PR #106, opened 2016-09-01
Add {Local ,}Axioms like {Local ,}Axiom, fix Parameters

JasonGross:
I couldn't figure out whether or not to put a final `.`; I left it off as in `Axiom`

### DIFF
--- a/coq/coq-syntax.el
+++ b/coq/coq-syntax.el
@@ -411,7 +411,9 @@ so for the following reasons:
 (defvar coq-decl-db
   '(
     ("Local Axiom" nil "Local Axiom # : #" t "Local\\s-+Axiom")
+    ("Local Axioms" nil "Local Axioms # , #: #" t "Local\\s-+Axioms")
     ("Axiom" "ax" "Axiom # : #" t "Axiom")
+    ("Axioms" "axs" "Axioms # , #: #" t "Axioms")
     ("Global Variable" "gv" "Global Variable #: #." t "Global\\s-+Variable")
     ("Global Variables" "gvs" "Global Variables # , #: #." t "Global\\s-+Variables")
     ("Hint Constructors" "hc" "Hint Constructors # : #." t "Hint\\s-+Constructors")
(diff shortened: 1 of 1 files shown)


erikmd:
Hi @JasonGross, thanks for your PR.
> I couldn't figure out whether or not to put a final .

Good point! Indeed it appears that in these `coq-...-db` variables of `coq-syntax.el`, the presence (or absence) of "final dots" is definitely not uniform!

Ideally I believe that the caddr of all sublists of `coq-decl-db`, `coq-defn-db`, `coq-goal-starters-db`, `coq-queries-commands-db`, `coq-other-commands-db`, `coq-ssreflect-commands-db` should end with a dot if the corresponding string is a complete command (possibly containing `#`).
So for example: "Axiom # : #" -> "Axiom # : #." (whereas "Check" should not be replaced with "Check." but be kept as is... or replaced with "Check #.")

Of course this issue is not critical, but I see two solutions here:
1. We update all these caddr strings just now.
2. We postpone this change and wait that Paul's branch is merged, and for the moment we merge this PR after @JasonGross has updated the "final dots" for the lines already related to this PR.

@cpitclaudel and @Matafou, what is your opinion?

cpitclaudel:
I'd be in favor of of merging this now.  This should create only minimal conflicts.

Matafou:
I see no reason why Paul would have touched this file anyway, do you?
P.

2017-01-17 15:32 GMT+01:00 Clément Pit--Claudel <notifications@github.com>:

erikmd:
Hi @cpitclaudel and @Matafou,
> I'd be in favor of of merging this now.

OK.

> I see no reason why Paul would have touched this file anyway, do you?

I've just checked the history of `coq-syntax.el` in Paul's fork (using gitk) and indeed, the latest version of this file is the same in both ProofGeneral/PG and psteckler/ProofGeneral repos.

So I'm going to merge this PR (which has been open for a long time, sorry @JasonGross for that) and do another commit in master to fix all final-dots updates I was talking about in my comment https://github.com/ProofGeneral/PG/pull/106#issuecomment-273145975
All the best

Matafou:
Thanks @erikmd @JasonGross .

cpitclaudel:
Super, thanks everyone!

+++++

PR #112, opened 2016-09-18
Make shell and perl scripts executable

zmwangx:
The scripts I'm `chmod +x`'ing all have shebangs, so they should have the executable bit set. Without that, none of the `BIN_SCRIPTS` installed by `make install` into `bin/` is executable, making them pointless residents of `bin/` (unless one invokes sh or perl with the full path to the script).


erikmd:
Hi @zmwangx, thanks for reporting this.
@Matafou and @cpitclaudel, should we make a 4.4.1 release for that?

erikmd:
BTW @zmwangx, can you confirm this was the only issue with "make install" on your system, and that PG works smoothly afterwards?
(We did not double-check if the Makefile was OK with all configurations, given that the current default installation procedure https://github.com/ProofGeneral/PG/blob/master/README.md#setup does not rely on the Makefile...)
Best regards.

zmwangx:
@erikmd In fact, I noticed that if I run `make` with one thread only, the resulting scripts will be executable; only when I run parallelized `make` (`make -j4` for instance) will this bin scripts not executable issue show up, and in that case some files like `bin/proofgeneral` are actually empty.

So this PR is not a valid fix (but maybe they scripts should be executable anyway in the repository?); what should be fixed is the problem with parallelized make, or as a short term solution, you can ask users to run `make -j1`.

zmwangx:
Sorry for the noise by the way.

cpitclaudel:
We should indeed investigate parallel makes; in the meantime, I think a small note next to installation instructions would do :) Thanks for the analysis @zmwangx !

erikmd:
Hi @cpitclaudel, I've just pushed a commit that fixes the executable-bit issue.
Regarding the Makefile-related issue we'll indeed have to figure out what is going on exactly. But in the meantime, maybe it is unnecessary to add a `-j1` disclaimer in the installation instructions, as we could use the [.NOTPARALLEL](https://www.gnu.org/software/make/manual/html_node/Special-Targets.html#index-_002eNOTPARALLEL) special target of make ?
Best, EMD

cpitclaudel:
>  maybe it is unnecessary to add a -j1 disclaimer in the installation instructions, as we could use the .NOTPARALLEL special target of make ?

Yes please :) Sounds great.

+++++

▸ What you are asked to do:
Give again exactly, and only, the lines above starting at the one with "So I'm going" and ending at the one with "Super, thanks everyone!".

▸ Result of this exercise:
So I'm going to merge this PR (which has been open for a long time, sorry @JasonGross for that) and do another commit in master to fix all final-dots updates I was talking about in my comment https://github.com/ProofGeneral/PG/pull/106#issuecomment-273145975
All the best

Matafou:
Thanks @erikmd @JasonGross .

cpitclaudel:
Super, thanks everyone!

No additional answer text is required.